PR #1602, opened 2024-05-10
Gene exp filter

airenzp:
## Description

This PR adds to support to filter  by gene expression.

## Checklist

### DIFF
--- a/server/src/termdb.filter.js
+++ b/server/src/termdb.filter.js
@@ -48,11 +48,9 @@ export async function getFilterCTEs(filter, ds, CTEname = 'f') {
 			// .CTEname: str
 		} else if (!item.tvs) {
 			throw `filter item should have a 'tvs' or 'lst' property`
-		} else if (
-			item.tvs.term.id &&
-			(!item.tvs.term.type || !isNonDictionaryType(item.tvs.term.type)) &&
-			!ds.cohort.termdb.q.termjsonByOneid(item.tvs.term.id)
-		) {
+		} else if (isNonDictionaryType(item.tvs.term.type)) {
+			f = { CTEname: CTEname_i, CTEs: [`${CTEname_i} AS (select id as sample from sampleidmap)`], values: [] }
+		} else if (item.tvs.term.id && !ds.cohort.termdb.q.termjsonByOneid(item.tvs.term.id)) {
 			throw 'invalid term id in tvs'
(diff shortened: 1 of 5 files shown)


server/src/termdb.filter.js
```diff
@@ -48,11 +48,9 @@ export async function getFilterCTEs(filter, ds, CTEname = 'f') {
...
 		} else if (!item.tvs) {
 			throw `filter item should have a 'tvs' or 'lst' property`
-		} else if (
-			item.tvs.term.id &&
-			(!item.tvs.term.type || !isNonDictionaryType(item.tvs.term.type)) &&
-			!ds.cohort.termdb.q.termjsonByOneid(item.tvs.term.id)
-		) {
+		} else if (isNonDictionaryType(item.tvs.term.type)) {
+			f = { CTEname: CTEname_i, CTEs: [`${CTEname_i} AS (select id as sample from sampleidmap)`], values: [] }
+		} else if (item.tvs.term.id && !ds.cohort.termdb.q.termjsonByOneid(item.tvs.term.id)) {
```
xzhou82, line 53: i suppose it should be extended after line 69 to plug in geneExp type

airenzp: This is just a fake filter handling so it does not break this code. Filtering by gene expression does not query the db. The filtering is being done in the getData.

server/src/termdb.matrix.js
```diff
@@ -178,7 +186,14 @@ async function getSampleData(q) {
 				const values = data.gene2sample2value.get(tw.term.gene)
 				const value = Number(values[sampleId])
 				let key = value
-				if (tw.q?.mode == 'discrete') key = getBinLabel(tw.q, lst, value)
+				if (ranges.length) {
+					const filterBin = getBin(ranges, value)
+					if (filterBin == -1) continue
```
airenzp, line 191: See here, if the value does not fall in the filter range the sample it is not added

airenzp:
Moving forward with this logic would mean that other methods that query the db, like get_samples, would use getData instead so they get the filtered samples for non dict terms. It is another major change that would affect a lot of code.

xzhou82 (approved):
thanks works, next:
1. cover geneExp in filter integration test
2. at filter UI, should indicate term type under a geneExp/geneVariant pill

==

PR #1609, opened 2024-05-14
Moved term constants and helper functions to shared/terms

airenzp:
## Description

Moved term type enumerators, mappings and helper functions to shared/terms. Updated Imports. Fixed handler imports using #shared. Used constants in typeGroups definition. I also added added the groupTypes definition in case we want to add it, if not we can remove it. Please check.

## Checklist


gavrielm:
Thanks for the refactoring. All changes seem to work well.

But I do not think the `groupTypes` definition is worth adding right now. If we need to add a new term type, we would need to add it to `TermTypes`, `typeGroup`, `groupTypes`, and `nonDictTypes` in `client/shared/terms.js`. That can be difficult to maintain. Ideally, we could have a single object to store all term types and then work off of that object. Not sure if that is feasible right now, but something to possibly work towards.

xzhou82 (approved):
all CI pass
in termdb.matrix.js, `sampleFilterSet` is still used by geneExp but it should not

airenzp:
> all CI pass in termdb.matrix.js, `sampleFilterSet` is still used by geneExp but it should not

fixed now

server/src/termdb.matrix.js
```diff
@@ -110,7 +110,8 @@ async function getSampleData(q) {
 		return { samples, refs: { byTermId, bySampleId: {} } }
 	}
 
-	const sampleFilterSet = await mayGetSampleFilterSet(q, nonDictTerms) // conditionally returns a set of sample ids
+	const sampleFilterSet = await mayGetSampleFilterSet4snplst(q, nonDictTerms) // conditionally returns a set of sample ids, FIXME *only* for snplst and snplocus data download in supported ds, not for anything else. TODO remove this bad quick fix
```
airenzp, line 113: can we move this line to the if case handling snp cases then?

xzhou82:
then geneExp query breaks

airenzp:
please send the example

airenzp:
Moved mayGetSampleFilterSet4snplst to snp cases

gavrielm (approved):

---

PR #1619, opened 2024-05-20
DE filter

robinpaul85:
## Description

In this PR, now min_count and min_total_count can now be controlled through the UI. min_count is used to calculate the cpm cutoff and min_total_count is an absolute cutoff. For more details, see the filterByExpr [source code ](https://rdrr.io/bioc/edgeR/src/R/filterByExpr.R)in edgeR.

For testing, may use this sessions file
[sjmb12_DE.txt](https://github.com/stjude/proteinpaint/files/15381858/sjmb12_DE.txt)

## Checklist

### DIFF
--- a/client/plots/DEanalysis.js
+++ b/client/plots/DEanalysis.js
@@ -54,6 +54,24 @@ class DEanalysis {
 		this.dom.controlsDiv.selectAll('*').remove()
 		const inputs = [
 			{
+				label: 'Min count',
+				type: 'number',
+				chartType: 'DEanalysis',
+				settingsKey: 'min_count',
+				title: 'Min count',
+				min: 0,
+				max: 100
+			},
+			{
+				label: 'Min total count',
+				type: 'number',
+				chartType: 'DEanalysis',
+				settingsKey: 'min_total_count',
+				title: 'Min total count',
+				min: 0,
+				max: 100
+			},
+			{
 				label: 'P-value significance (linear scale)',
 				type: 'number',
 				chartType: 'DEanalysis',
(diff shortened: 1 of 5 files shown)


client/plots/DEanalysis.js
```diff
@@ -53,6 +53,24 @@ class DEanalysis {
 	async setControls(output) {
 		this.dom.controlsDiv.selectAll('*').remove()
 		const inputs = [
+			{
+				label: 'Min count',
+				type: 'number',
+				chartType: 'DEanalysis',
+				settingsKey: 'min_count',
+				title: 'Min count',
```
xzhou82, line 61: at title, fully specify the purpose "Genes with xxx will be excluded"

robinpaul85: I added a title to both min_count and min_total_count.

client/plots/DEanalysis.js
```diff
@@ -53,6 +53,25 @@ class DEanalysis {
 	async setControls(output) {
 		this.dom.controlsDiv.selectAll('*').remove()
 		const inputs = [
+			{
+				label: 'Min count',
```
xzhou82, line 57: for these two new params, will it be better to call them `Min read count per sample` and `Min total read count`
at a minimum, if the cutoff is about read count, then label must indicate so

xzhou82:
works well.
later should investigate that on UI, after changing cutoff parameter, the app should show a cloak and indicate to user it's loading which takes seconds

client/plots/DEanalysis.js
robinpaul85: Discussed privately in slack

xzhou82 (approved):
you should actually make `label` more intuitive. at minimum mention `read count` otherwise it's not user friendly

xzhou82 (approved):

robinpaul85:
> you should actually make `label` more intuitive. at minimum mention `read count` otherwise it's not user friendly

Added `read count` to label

Description of the task -
Please give back, exactly as it stands above, the stretch from the line with "PR #1602, opened 2024-05-10" through the line with "throw 'invalid term id in tvs'", and no line outside it.

The answer -
PR #1602, opened 2024-05-10
Gene exp filter

airenzp:
## Description

This PR adds to support to filter  by gene expression.

## Checklist

### DIFF
--- a/server/src/termdb.filter.js
+++ b/server/src/termdb.filter.js
@@ -48,11 +48,9 @@ export async function getFilterCTEs(filter, ds, CTEname = 'f') {
 			// .CTEname: str
 		} else if (!item.tvs) {
 			throw `filter item should have a 'tvs' or 'lst' property`
-		} else if (
-			item.tvs.term.id &&
-			(!item.tvs.term.type || !isNonDictionaryType(item.tvs.term.type)) &&
-			!ds.cohort.termdb.q.termjsonByOneid(item.tvs.term.id)
-		) {
+		} else if (isNonDictionaryType(item.tvs.term.type)) {
+			f = { CTEname: CTEname_i, CTEs: [`${CTEname_i} AS (select id as sample from sampleidmap)`], values: [] }
+		} else if (item.tvs.term.id && !ds.cohort.termdb.q.termjsonByOneid(item.tvs.term.id)) {
 			throw 'invalid term id in tvs'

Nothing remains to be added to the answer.